Test resultsopen allclose all

Additional information on results:

Preliminary study: the mean numbers of revertant colonies for the toxicity assay were not affected by the test substance tested up to a concentration of 5000 µg/plate, therefore the test substance was considered to be non-toxic to strains TA100 and WP2uvrA-.

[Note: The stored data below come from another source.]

PR #485, opened 2024-11-05
Remove findProperty to support ProjectIsolation

hfhbd:


atomicfu-gradle-plugin/src/main/kotlin/kotlinx/atomicfu/plugin/gradle/AtomicFUGradlePlugin.kt
```diff
@@ -170,7 +170,7 @@ private fun KotlinVersion.atLeast(major: Int, minor: Int, patch: Int) =
 private fun Project.isCompilerPluginAvailable() = getKotlinVersion().atLeast(1, 6, 20)
 
 internal fun Project.getBooleanProperty(name: String) =
-    rootProject.findProperty(name)?.toString()?.toBooleanStrict() ?: false
+    providers.gradleProperty(name).orNull?.toBooleanStrict() ?: false
```
dkrasnoff, line 173: It is also worth looking into [ExtraPropertiesExtension](https://docs.gradle.org/current/dsl/org.gradle.api.plugins.ExtraPropertiesExtension.html) extension

hfhbd: What exactly do you mean? AFAIK, you should avoid the (untyped) ext api too.

dkrasnoff: `findProperty` could previously look through extra properties. 
And I mean from the 'less breaking change' point of view we should support ext as well.

PR #498, opened 2024-12-19
Thread parking for Kotlin/Common

bbrockbernd:
Allows to pause and resume thread execution. On native platforms it is based on pthread_cond_wait, on JVM it uses LockSupport.

Threads can be pre unparked (calling unpark before park cancels the parking operation). And thread can be parker with a timeout.

Suspend the current thread by calling:
```Kotlin
ParkingSupport.park(timeout: kotlin.time.Duration)
// or
ParkingSupport.parkUntil(deadline: TimeMark)
// or park without timout
ParkingSupport.park(kotlin.time.Duration.INFINITE)
```

Resume a thread by calling:
```Kotlin
ParkingSupport.unpark(handle: ParkingHandle)
```

Get current thread reference by calling:
```Kotlin
val handle = ParkingSupport.currentThreadHandle()
```


atomicfu/src/jvmMain/kotlin/kotlinx/atomicfu/parking/KThread.kt
```diff
@@ -0,0 +1,19 @@
...
+
+actual class Parker actual private constructor() {
+    actual companion object {
+        actual fun park() = localKThread.get().parker.park()
+        actual fun parkNanos(nanos: Long) = localKThread.get().parker.parkNanos(nanos)
+        actual fun unpark(kThread: KThread) = localKThread.get().parker.unpark()
+    }
+}
+
+private val localKThread = ThreadLocal<KThread>().also { it.set(KThread()) }
```
dkhalanskyjb, line 18: This won't work, you need `ThreadLocal<KThread>.withInitialValue { KThread() }`. The reason: `.also { it.set(KThread()) }` will only be called once, on the thread that is the first to access `localKThread`, whereas the other threads will all have the default value, which is `null`.

atomicfu/src/jvmMain/kotlin/kotlinx/atomicfu/parking/JvmParkingDelegator.kt
```diff
@@ -0,0 +1,43 @@
+package kotlinx.atomicfu.parking
+import java.util.concurrent.atomic.AtomicLong
+import java.util.concurrent.locks.LockSupport
+import kotlin.time.DurationUnit
+import kotlin.time.TimeSource.Monotonic
+
+// Only for testing purposes
```
ndkoval, line 7: Not only for testing :)

atomicfu/src/jvmMain/kotlin/kotlinx/atomicfu/parking/JvmParkingDelegator.kt
```diff
@@ -0,0 +1,43 @@
...
+internal class JvmParkingDelegator: ParkingDelegator {
+    private var thread: Thread? = null
+    private val atomicLong: AtomicLong = AtomicLong(0L)
```
ndkoval, line 10: Let's rename it to state, document that these states are "PARKED" and "UNPARKED", and use either `AtomicBoolean` provided AtomicFU or `AtomicIntegerFieldUpdater` if this is easier due to the compilation complexity.

atomicfu/src/commonMain/kotlin/kotlinx/atomicfu/parking/ParkingDelegator.kt
```diff
@@ -0,0 +1,13 @@
+package kotlinx.atomicfu.parking
+
+/**
+ * Internal utility that delegates the thread suspending and resuming calls calls in the platform specific way (darwin, linux, windows).
+ * On jvm delegates to LockSupport.Park.
+ */
+internal interface ParkingDelegator {
```
dkhalanskyjb, line 7: Unless I'm missing something, on each platform, there is a single implementation of this interface, so extracting it is premature, I feel.

```kotlin
internal expect class ParkingData

internal expect object ParkingDelegator {
    fun createRef(): ParkingData
    fun wait(ref: ParkingData) 
    fun timedWait(ref: ParkingData, nanos: Long)
    fun wake(ref: ParkingData)
    fun destroyRef(ref: ParkingData)
}
```
On the JVM, `internal actual typealias ParkingData = Unit` would achieve the same effect as what we have now.

atomicfu/src/jvmMain/kotlin/kotlinx/atomicfu/parking/JvmParkingDelegator.kt
```diff
@@ -0,0 +1,43 @@
...
+    
+    override fun createRef(): Long {
+        thread = Thread.currentThread()
+        atomicLong.set(0L)
```
dkhalanskyjb, line 14: It seems to me like the atomic long here is a protection against spurious wake-ups. Is that it? I don't understand the utility of this safety mechanism. Code using thread parking is often already structured in a way that takes spurious wake-ups into account.

If we do remove the safety mechanism, however, it means that `JvmParkingDelegator` can be stateless and use `Thread` as the reference that's passed around. *That*, in turn, means that there's no need to create a parking delegator instance per thread parker.

atomicfu/src/androidNative64BitMain/kotlin/kotlinx/atomicfu/parking/PosixParkingDelegator.kt
```diff
@@ -0,0 +1,72 @@
...
+        pthread_mutex_lock(ref.mut)
+        while (!ref.wake.value) {
+            pthread_cond_wait(ref.cond, ref.mut)
+        }
+        pthread_mutex_unlock(ref.mut)
+    }
+
+    actual override fun timedWait(ref: Any, nanos: Long) {
+        if (ref !is ParkingData) throw IllegalArgumentException("ParkingDelegator got incompatible parking object")
+        val ts = nativeHeap.alloc<timespec>().ptr
```
dkhalanskyjb, line 32: Minor: there's the https://kotlinlang.org/api/core/kotlin-stdlib/kotlinx.cinterop/mem-scoped.html function, which allows creating allocations more structurally.

```kotlin
memScoped {
  val ts = alloc<timespec>()
  clock_gettime(CLOCK_REALTIME.convert(), ts.ptr)
  // ...
  pthread_mutex_unlock(ref.mut)
} // `ts` gets deallocated when this lambda exits
```

atomicfu/src/jsAndWasmSharedMain/kotlin/kotlinx/atomicfu/parking/KThread.kt
```diff
@@ -0,0 +1,17 @@
...
+
+actual class Parker actual private constructor() {
+    actual companion object {
+        actual fun park() {}
+        actual fun parkNanos(nanos: Long) {}
+        actual fun unpark(kThread: KThread) {}
+    }
+}
+private val thisKthread = KThread()
+actual fun currentThreadId(): Long = 1
```
dkhalanskyjb, line 17: If we do decide to avoid spurious wake-ups, this implementation is incorrect. But in any case, I think it's also useless to provide it: I'm not sure what anyone using thread synchronization on single-threaded runtimes even expects. As part of the mutex implementation, this particular implementation makes sense, but not for other primitives.

Proposal: create a source set combining JVM and Native (in `kotlinx.coroutines`, we call it `concurrent`), and instead of providing parking in common code, only provide it in `concurrent`. Also, with this source set, it's easier to share tests between `jvmTest` and `nativeTest`: for most of them, it seems possible to put them in `concurrentTest`.

atomicfu/src/androidNative32BitMain/kotlin/kotlinx/atomicfu/parking/PosixParkingDelegator.kt
```diff
@@ -0,0 +1,64 @@
...
+    
+    actual override fun timedWait(ref: Any, nanos: Long) {
+        if (ref !is ParkingData) throw IllegalArgumentException("ParkingDelegator got incompatible parking object")
+        val ts = nativeHeap.alloc<timespec>().ptr
+        ts.pointed.tv_sec = (nanos / 1_000_000).toInt()
+        ts.pointed.tv_nsec = (nanos % 1_000_000).toInt()
+        var rc = 0
+        pthread_mutex_lock(ref.mut)
+        while (!ref.wake.value && rc == 0) {
+            rc = pthread_cond_timedwait(ref.cond, ref.mut, ts)
```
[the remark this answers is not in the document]
bbrockbernd: No this should be added, thanks! I will try to run the tests on a 32Bit system.

atomicfu/src/jvmMain/kotlin/kotlinx/atomicfu/parking/JvmParkingDelegator.kt
bbrockbernd: Moved all state to ParkingData similar to native

atomicfu/src/commonMain/kotlin/kotlinx/atomicfu/parking/ParkingDelegator.kt
bbrockbernd: During development I had multiple delegator types, (futex, posix, spinning) and this allowed me to quickly switch between them in tests. But this can now indeed be removed.

Done.

atomicfu/src/androidNative32BitMain/kotlin/kotlinx/atomicfu/parking/PosixParkingDelegator.kt
```diff
@@ -0,0 +1,64 @@
...
+        }
+        pthread_mutex_unlock(ref.mut)
+        nativeHeap.free(ts)
+    }
+
+    actual override fun wake(ref: Any) {
+        if (ref !is ParkingData) throw IllegalArgumentException("ParkingDelegator got incompatible parking object")
+        pthread_mutex_lock(ref.mut)
+        ref.wake.value = true
```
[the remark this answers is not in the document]
bbrockbernd: In the case for native, the calling code should call the destroyRef function to deallocate. There can exists a race condition where:
- thread B (unparker) calls unpark and changes the state to free.
- thread A (parked) spuriously wakes up and since the state changed asumes it was woken up by a wake call. And continues to deallocate ParkingData.
- thread B continues to make the actual wake call, however the reference is destroyed.

So far I have not seen an easy way to solve this, and since parking threads is "expensive" to begin with I don't think it can hurt to leave it here? WDYT?

atomicfu/src/androidNative64BitMain/kotlin/kotlinx/atomicfu/parking/PosixParkingDelegator.kt
bbrockbernd: Done

atomicfu/src/androidNative32BitMain/kotlin/kotlinx/atomicfu/parking/PosixParkingDelegator.kt
```diff
@@ -0,0 +1,64 @@
...
+        pthread_cond_signal(ref.cond)
+        pthread_mutex_unlock(ref.mut)
+    }
+
+
+    actual override fun destroyRef(ref: Any) {
+        if (ref !is ParkingData) throw IllegalArgumentException("ParkingDelegator got incompatible parking object")
+        pthread_mutex_destroy(ref.mut)
+        pthread_cond_destroy(ref.cond)
```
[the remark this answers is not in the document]
bbrockbernd: Done

atomicfu/src/jsAndWasmSharedMain/kotlin/kotlinx/atomicfu/parking/KThread.kt
bbrockbernd: Good suggestion! Added the sourceSet.
About the tests, spawning threads on Jvm and Native have different API's correct? Or would you suggest creating an expect/actual constructinon for thread manipulation?

atomicfu/src/jvmMain/kotlin/kotlinx/atomicfu/parking/JvmParkingDelegator.kt
bbrockbernd: I have made the it stateless. However I do still check the spurious wakeups to have similar semantics to the native implementation. Why native needs this check has to do with memory deallocation (which is discussed further there)

atomicfu/src/concurrentMain/kotlin/kotlinx/atomicfu/parking/ThreadParker.kt
```diff
@@ -0,0 +1,82 @@
...
+                STATE_FREE -> {
+                    if (!state.compareAndSet(currentState, STATE_UNPARKED)) continue
+                    return
+                }
+
+                STATE_PARKED -> {
+                    if (!state.compareAndSet(currentState, STATE_FREE)) continue
+                    delegator.wake(atomicRef.value!!)
+                    return
+                }
```
dkhalanskyjb, line 74: Minor, style, subjective:
```suggestion
                STATE_FREE -> if (state.compareAndSet(currentState, STATE_UNPARKED)) return

                STATE_PARKED -> if (state.compareAndSet(currentState, STATE_FREE)) {
                    delegator.wake(atomicRef.value!!)
                    return
                }
```

atomicfu/src/androidNative32BitMain/kotlin/kotlinx/atomicfu/parking/PosixParkingDelegator.kt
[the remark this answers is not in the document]
dkhalanskyjb: Ok, I understand now that having this shared mutable state in some form is unavoidable, thanks! Yes, I agree that with the current implementation of `ThreadParker`, this change will lead to a data race. I think this can be avoided by reworking `ThreadParker` to only have one piece of atomic state (`atomic<FREE | UNPARKED | ParkingData>`), but I'm not sure if it would lead to anything useful.

atomicfu/src/jsAndWasmSharedMain/kotlin/kotlinx/atomicfu/parking/KThread.kt
dkhalanskyjb: We do `expect`/`actual` in our test source sets all the time, and it works without issues: https://github.com/Kotlin/kotlinx.coroutines/blob/master/kotlinx-coroutines-core/concurrent/test/ConcurrentTestUtilities.common.kt.

atomicfu/src/androidNative32BitMain/kotlin/kotlinx/atomicfu/parking/PosixParkingDelegator.kt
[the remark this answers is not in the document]
bbrockbernd: Even with a single atomic state it seems difficult to me since we would still have to deallocate the native pthread_cond references. If we let the unparking thread deal with deallocation there exists a different race where the unpark call happens after the state change of park but before the actual `delegator.wait(...)` call.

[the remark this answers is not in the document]
dkhalanskyjb: I think this can be worked around by one more ABA-problem-resilient state (pseudocode below) if we do decide that it's worth doing:

```
fun park() {
  data = ParkingData
  if (state.cas(FREE, data)) {
    data.park()
    state.loop {
      when (it) {
        data -> if (state.cas(it, FREE)) {
          // unparker didn't see the data
          data.free()
          return
        }
        is UnparkAttempt -> if (state.cas(it, FREE)) {
          // we interruped the unparking attempt
          return
        }
        UNPARKED -> if (state.cas(UNPARKED, FREE)) {
          // unparker already left
          data.free()
          return
        }
        else -> error
      }
    }
  } else if (state.cas(UNPARKED, FREE)) {
    return
  } else {
    error
  }
}

fun unpark() {
  myUnparkAttempt = UnparkAttempt()
  state.loop {
    when (it) {
      is ParkingData -> if (state.cas(it, myUnparkAttempt)) {
        // we can attempt unparking. no one will deallocate the data in the meantime.
        it.unpark()
        if (!state.cas(myUnparkAttempt, UNPARKED)) {
          // the parker has already left, it's up to us to free the parking data
          it.free()
        }
        return
      }
      FREE -> if (state.cas(FREE, UNPARKED)) {
        // the parker didn't arrive yet
        return
      }
      UNPARKED -> return // someone already unparked this
      is UnparkAttempt -> return // someone is trying to unpark this
    }
  }
}
```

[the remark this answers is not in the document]
bbrockbernd: Hi, thanks for the suggestion! I have attempted to implement a version on your pseudocode. However, on native there still seems to be a race condition that leads to a thread being in the Unparked state while still waiting. While on JVM we can call `LockSupport.unpark()` before `LockSupport.park()`. On native signaling before waiting, leaves the thead waiting. 
Example:
- Thread P is parking, changes state Free -> data
- Thread U is unparking, observes state data, changes data -> unparkingAttempt, makes native singal call, changes unparkingAttempt -> Unparked
- Thread P makes native wait call.

From now any unpark call will have no effect since it is already in the unparked state.

Why it does work with spurious wakeup protection in native code, is beceause the "wake" state is observed and changed atomically with the signal and wake calls, protected by a `pthread_cond_mutex`.

Additionally, if there are two concurrent unpark calls while a thread is parked. It might result in the end state being "free". While one might expect the 2nd unpark call setting it in the "unparked" state.

Please, let me know if I mis understood something here!

atomicfu/src/jsAndWasmSharedMain/kotlin/kotlinx/atomicfu/parking/KThread.kt
bbrockbernd: Done

atomicfu/src/androidNative32BitMain/kotlin/kotlinx/atomicfu/parking/PosixParkingDelegator.kt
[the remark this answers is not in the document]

Main study: the results of the checks for characteristics, viability and spontaneous reversion rate for each tester strain were all found to be satisfactory. No toxicity was exhibited to any of the strains of bacteria used.
No significant increases in the number of revertant colonies of bacteria were recorded for any of the strains of bacteria used, at any dose level, either with or without metabolic activation. The positive control substances all produced marked increases in the number of revertant colonies and the activity of the S9 fraction was found to be satisfactory.

Remarks on result:

other: all strains/cell types tested

Remarks:

Migrated from field 'Test system'.

Any other information on results incl. tables

No significant increases in the number of revertant colonies of bacteria were recorded for any of the strains of bacteria used, at any dose level, either with or without metabolic activation.

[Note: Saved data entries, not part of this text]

PR #499, opened 2024-12-19
Apple QoS support via donation

stefanhaustein:
Addressing issue #462


stefanhaustein:
Platform dependencies change diagram: https://docs.google.com/presentation/d/1JtQ5GsjDmhtPKCYkzxPwRp-fD58NiKMw4nIi85_M7kg/edit?usp=sharing

atomicfu/src/appleMain/kotlin/kotlinx/atomicfu/locks/Synchronized.kt
```diff
@@ -0,0 +1,297 @@
...
+// from the atomicfu implementation.
+public actual open class SynchronizedObject {
+
+    companion object {
+        private const val NO_OWNER = 0L
+    }
+
+    private val owner: AtomicLong = atomic(NO_OWNER)
+    private var reEnterCount: Int = 0
+    private val waiters: AtomicInt = atomic(0)
```
qwwdfsad, line 67: Calling this `waiters` is semantically confusing: if there exists only a single thread that locks the lock, `waiters` fluctuates between 0 and 1.

Have you considered renaming it? (e.g. `threadsOnLock` or something like that) and dropping a comment?

atomicfu/src/appleMain/kotlin/kotlinx/atomicfu/locks/Synchronized.kt
```diff
@@ -0,0 +1,297 @@
...
+
+// Based on the compose-multiplatform-core implementation with added qos and the pool back-ported
+// from the atomicfu implementation.
+public actual open class SynchronizedObject {
+
+    companion object {
+        private const val NO_OWNER = 0L
+    }
+
+    private val owner: AtomicLong = atomic(NO_OWNER)
```
qwwdfsad, line 65: Please consider naming it `ownerThreadId` -- generally `owner` means `Any` in our lingua

atomicfu/src/appleMain/kotlin/kotlinx/atomicfu/locks/Synchronized.kt
```diff
@@ -0,0 +1,297 @@
...
+                // There is an existing override, but we need to go higher.
+                if (ourQosClass > qosOverrideQosClass) {
+                    pthread_override_qos_class_end_np(qosOverride)
+                    qosOverride = pthread_override_qos_class_start_np(lockOwner.toCPointer(), qos_class_self(), 0)
+                    qosOverrideQosClass = ourQosClass
+                }
+            } else {
+                // No existing override, check if we need to set one up.
+                memScoped {
+                    val lockOwnerQosClass = alloc<UIntVar>()
```
qwwdfsad, line 169: It's pretty much likely that this allocation will be happen on each contention and it's a real `malloc`.

Is it possible to extract this `alloc` into `DonatingMonitor` level and free it within cleaner?

atomicfu/src/appleMain/kotlin/kotlinx/atomicfu/locks/Synchronized.kt
```diff
@@ -0,0 +1,297 @@
...
+                    val lockOwnerRelPrio = alloc<IntVar>()
+                    pthread_get_qos_class_np(lockOwner.toCPointer(), lockOwnerQosClass.ptr, lockOwnerRelPrio.ptr)
+                    if (ourQosClass > lockOwnerQosClass.value) {
+                        qosOverride = pthread_override_qos_class_start_np(lockOwner.toCPointer(), qos_class_self(), 0)
```
qwwdfsad, line 173: We can reuse `ourQosClass` here instead of calling `qos_class_self`, can't we?

qwwdfsad (changes requested):
Great job!

I have a few essential comments on Apple-related implementation, and it's good to go. To avoid extra-round trips please take a look at new warnings produced by `./gradlew build`.

I would also kindly ask (but I'll accept the CR without it) to align non-apple `SynchronizedObject` with the current implementation as well -- you can copy-paste it but remove QoS mentions, or you can make this code part of `nativeMain` with `expect` `DonatingMonitor`, whatever is easier. Having two **different** implementations going to be real PITA here

atomicfu/src/appleMain/kotlin/kotlinx/atomicfu/locks/Synchronized.kt
```diff
@@ -0,0 +1,297 @@
...
+        return try {
+            block()
+        } finally {
+            monitor.nativeMutex.exit()
+        }
+    }
+
+    @OptIn(kotlin.experimental.ExperimentalNativeApi::class)
+    private class DonatingMonitor {
+        val nativeMutex = mutexPool.allocate()
```
bbrockbernd, line 142: Since mutexPool.allocate() is only called once and therefore only a single node is used. I believe we can get rid of MutexPool all together. By replacing this line for `val nativeMutex = NativeMutexNode()`. And replacing the cleaner with `val cleaner = createCleaner(nativeMutex) { it.dispose() }`.

atomicfu/src/appleMain/kotlin/kotlinx/atomicfu/locks/Synchronized.kt
bbrockbernd, line 173: I think there is a race condition possible here:
Let’s say we have thread 1 and 2 with low priority and thread 3 with high priority. 

Thread 1 is holding the lock and doing work, thread 2 is suspended and waiting for the lock to be released. There is no qos override since 1 and 2 have equal priority. 

Now, if thread 3 (high priority) tries to acquire the lock it would reach this point (line 173) in the code (please correct me if I’m wrong). If in the meantime thread 1 releases the lock and thread 2 therefore acquires it, then the `lockOwner` reference is outdated and we would override priority from thread 1 and not the new lock holder thread 2.

atomicfu/src/appleMain/kotlin/kotlinx/atomicfu/locks/Synchronized.kt
```diff
@@ -0,0 +1,297 @@
...
+
+@ThreadLocal
+var currentThreadId = 0L
+
+// Based on the compose-multiplatform-core implementation with added qos and the pool back-ported
+// from the atomicfu implementation.
+public actual open class SynchronizedObject {
+
+    companion object {
+        private const val NO_OWNER = 0L
```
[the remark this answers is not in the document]
stefanhaustein: Done

atomicfu/src/appleMain/kotlin/kotlinx/atomicfu/locks/Synchronized.kt
```diff
@@ -0,0 +1,297 @@
...
+            donateQos(lockOwner)
+            nativeMutex.wait()
+            clearDonation()
+        }
+
+        private fun donateQos(lockOwner: Long) {
+            if (lockOwner == NO_OWNER) {
+                return
+            }
+            val ourQosClass = qos_class_self() as UInt
```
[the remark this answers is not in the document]
stefanhaustein: Removed

atomicfu/src/appleMain/kotlin/kotlinx/atomicfu/locks/Synchronized.kt
stefanhaustein: Renamed as suggested

atomicfu/src/appleMain/kotlin/kotlinx/atomicfu/locks/Synchronized.kt
stefanhaustein: renamed as suggested

atomicfu/src/appleMain/kotlin/kotlinx/atomicfu/locks/Synchronized.kt
stefanhaustein: Shouldn't this just be a stack allocation (via memScoped)? It's just used short-lived for getting the values back, perhaps I am holding it wrong?

atomicfu/src/appleMain/kotlin/kotlinx/atomicfu/locks/Synchronized.kt
stefanhaustein: Done

atomicfu/src/appleMain/kotlin/kotlinx/atomicfu/locks/Synchronized.kt
stefanhaustein: While reducing the number of classes and objects by one, I think this might reduce readability. I don't have a strong option either way, but I'd prefer to keep the pool aligned with the implemenations for the other platforms, at least until we have merged them in a followup?

atomicfu/src/appleMain/kotlin/kotlinx/atomicfu/locks/Synchronized.kt
stefanhaustein: Thread 2 shouldn't be able to acquire the mutex in waitForUnlockAndLock while Thread 3 holds it on line 173?

stefanhaustein:
> I have a few essential comments on Apple-related implementation, and it's good to go. To avoid extra-round trips please take a look at new warnings produced by `./gradlew build`.

I checked the IDE for warnings and fixed the threadlocal package. Not sure about the redundant "public" modifiers? For some bits (forked from the compose implementation) I was not sure to which extent they were outdated or intended for some reason. Unfortunately, `gradlew build` is full of gazillions of expect / actual warnins. I did a quick search for the flag in combination with gradlew but did not see anything obvious....

> I would also kindly ask (but I'll accept the CR without it) to align non-apple `SynchronizedObject` with the current implementation as well -- you can copy-paste it but remove QoS mentions, or you can make this code part of `nativeMain` with `expect` `DonatingMonitor`, whatever is easier. Having two **different** implementations going to be real PITA here

SGTM but let me do this in a followup.

atomicfu/src/appleMain/kotlin/kotlinx/atomicfu/locks/Synchronized.kt
bbrockbernd: Ah I see, donation happens between pthread_mutex_lock and pthread_mutex_wait. My bad!

atomicfu/src/appleMain/kotlin/kotlinx/atomicfu/locks/Synchronized.kt
bbrockbernd: I would argue that having unnecessary code decreases readability, but as you said this will probably be resolved when the apple and non-apple implementations are unified.

stefanhaustein:
Does this make sense? Not sure why the requested change is still highlighted -- it should be addressed in the updated branch....

atomicfu/src/appleMain/kotlin/kotlinx/atomicfu/locks/Synchronized.kt
qwwdfsad: `memScoped` is still a real allocation, we have no stack allocation in K/N AFAIR

qwwdfsad:
I've run the remote build. In the meantime, PTAL at the malloc commentary

qwwdfsad (commented):
.

atomicfu/src/appleMain/kotlin/kotlinx/atomicfu/locks/Synchronized.kt
stefanhaustein: Done

stefanhaustein:
> I've run the remote build. In the meantime, PTAL at the malloc commentary

Done.

qwwdfsad:
Functional tests passed, now I'm on benchmarks. Almost there :)

qwwdfsad (approved):
All good, thanks!

Could you please consider the follow-up that removed the duplicate implementation with a different mechanism (non-apple locks)?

Applicant's summary and conclusion

Conclusions:

Interpretation of results (migrated information):
negative with and without metabolic activation

The test substance was found to be non-mutagenic under the conditions of this test.

Executive summary:

The mutagenic potential of TMPDE (NEOALLYL T-20) was determined in the Ames test, according to OECD method 471. Salmonella typhimurium strains TA1535, TA1537, TA98 and TA100, and Escherichia coli strain WP2uvrA- were treated with the test substance by the plate incorporation method at five dose levels (up to a maximum concentration of 5000 µg/ml). Test concentrations were plated in triplicate for each strain, both with and without exogenous metabolic activation (S9 mix). The test substance was found to be non-toxic to TA100 and WP2uvrA, when tested up to a concentration of 5000 µg/ml in a preliminary experiment with and without metabolic activation. The mutation assay was repeated in an independent experiment using fresh bacterial cultures and test substance preparations. The solvent (dimethyl sulphoxide) control plates gave counts of revertant colonies within the normal range. All positive control chemicals produced marked increased in the numbers of revertant colonies, both with and without metabolic activation. No significant increase in the numbers of revertant colonies was recorded for any strain with any dose of test substance, either with or without metabolic activation. The test substance was found to be non-mutagenic under the conditions of this test.